This is also prominently featured on the PubMed search page:

 _Does NIH fund your work? Then your manuscript must be made available in
PubMed Central_ [2]

[1] <http://publicaccess.nih.gov/> [2] <http://www.ncbi.nlm.nih.gov/pubmed/>

------
timf
Not much meat to that story...

" _those who let their anger out in a constructive manner_ "

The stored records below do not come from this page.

PR #2206, opened 2021-08-16
Swap to `gem_layout`

alex-ju:
### What

Update `government-frontend` to use the Design System-based page layout

### Why

Major benefits include performance improvements, accessibility improvements, and consistency with other applications.

### Visual changes
Example page


app/controllers/development_controller.rb
```diff
@@ -1,4 +1,6 @@
 class DevelopmentController < ApplicationController
+  include Slimmer::Template
+  slimmer_template "gem_layout"
```
injms, line 3: I think that these two lines need to be in `application_controller.rb`, rather than in `developerment_controller.rb`:

```ruby
  include Slimmer::Template
  slimmer_template "gem_layout"
```

injms (changes requested):

app/views/components/_published-dates.html.erb
```diff
@@ -22,7 +22,7 @@
       data-expanded="false"
       data-toggled-text="&#45;&nbsp;<%= t('components.published_dates.hide_all_updates', locale: :en) %>">&#43;&nbsp;<%= t('components.published_dates.show_all_updates', locale: :en) %></a>
       <div class="app-c-published-dates__change-history js-hidden" id="full-history">
-        <ol>
+        <ol class="app-c-published-dates__list">
```
injms, line 25: If all the class `app-c-published-dates__list` is doing is removing the padding, should that be done with `govuk-!-padding-0`?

The article doesn't explain what this means but sounds like it's probably
"don't lie down and take it when you encounter bullshit" which is of course
"good for your career."

------
icey
Showing that you care about your work gives people the impression that you
care about your work; story at 11.

------
akikuchi
This seems to me like a good example of an interesting subject, edited into an
overly-condensed article, and tagged with a catchy, but somewhat misleading
title. I imagine it would be very difficult to control an experiment just on
response to anger (as opposed to other emotions). Without seeing more detail,
this article to me basically says that being self-aware and having a healthy
understanding of the full range of one's natural emotions "is good for
career." Doesn't seem particularly groundbreaking that anger would be included
in that list.

------
orthogonal
It would be interesting to know what proportion of people are "constructively"
letting out their anger. If everybody did it, would it still be an effective
tactic? The standards of "professional behaviour" - especially in large
organisations - tend to revolve around conflict avoidance, consensus and
compromise. Is letting your anger out an abuse of that commons?

------
DenisM
Of three options, each subsequent is better than the previous:

    
    
      1. Get angry and stay angry but don't show it. Conflict is not resolved.
      2. Get angry and vent it, thus resolving the conflict (possibly by parting ways)
      3. Don't get angry, but work on the problems.
    
    

Brought to you by the institute of common sense.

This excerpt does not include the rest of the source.